Why Does Inventory Management Matter for Indian Businesses?

A restaurant in Koramangala switched from notebooks to proper tracking in January 2025. First-year recovery: Rs.2,40,000, mostly from catching over-portioning on chicken, paneer, and oil.

FSSAI’s Food Safety and Standards Act, 2006 requires food businesses to maintain records of incoming raw materials. Inspectors can walk in and demand batch-level traceability. No records, no defence.

Under the GST regime, retail businesses need accurate stock records for input tax credit too. Books say 500 units, shelf has 470? That mismatch surfaces during an audit.

How Petpooja POSS Handles Inventory

Petpooja POSS links every menu item to a recipe card. Bill one butter chicken and 250 g chicken, 30 ml cream, 15 ml oil come off the stock count on their own. The consumption report at close of day shows actual versus expected usage, so your kitchen manager catches variance before it compounds. The inventory management features guide covers par-level alerts and vendor-wise tracking. Or grab the free food cost calculator first.

Frequently Asked Questions

What is the difference between inventory management and stock management?

Same thing, practically speaking.
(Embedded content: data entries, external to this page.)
PR #947, opened 2018-04-15
support workder name override from config file

houqp:


selwin:
Thanks for the PR. Would you mind adding this new config option to the docs? The file is under `/docs/docs/workers.md`

houqp:
Sorry that I missed your message, I have updated the doc

PR #954, opened 2018-04-30
Issue 872

theodesp:
Updated PR. Indicate infinite TTL


selwin:
Thanks for the PR. Could you remove the `INFINITE_TTL` from constants.py? Not a big fan of this change, would rather compare the result to `-1` directly.

selwin:
Thanks!

PR #967, opened 2018-06-08
Windows Clarification

W7PEA:
You can use WSL and run RQ and Redis on Windows by running them in a bash shell within windows.


selwin:
Thanks!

Textbook answer: stock management = finished goods on the shelf; inventory management = raw materials + work-in-progress + finished goods. In a restaurant, nobody makes this distinction.

Which inventory method works best for restaurants?

FIFO, always. Vegetables go bad in two days during a Hyderabad summer. Dairy curdles. Chicken can’t sit around. There’s no scenario where LIFO makes sense for perishables.

How often should a restaurant count inventory?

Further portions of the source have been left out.